PR #312, opened 2025-04-04
Fix ruff 0.11.4 error

matthiasdiener:
Imho, not really clearer than before...

### DIFF
--- a/arraycontext/impl/pyopencl/taggable_cl_array.py
+++ b/arraycontext/impl/pyopencl/taggable_cl_array.py
@@ -119,9 +119,9 @@ class TaggableCLArray(cla.Array, Taggable):
         """
         Returns a copy of *self* with *iaxis*-th axis tagged with *tags*.
         """
-        new_axes = ((*self.axes[:iaxis],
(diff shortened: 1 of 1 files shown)


arraycontext/impl/pyopencl/taggable_cl_array.py
```diff
@@ -119,9 +119,9 @@ def with_tagged_axis(self, iaxis: int,
         """
         Returns a copy of *self* with *iaxis*-th axis tagged with *tags*.
         """
-        new_axes = (self.axes[:iaxis]
-                    + (self.axes[iaxis].tagged(tags),)
-                    + self.axes[iaxis+1:])
+        new_axes = ((*self.axes[:iaxis],
+                     self.axes[iaxis].tagged(tags),
+                     *self.axes[iaxis + 1:]))
```
alexfikl, line 124:
```suggestion
        new_axes = (*self.axes[:iaxis],
                    self.axes[iaxis].tagged(tags),
                    *self.axes[iaxis + 1:])
```
? Yeah, I think the main selling point of this is that it works with any iterable, which is not a big plus here..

****************

Exercise requirements: In the listing above, find each line with the word "tags" and return it.

Exercise response:
         Returns a copy of *self* with *iaxis*-th axis tagged with *tags*.
         Returns a copy of *self* with *iaxis*-th axis tagged with *tags*.
-                    + (self.axes[iaxis].tagged(tags),)
+                     self.axes[iaxis].tagged(tags),
                    self.axes[iaxis].tagged(tags),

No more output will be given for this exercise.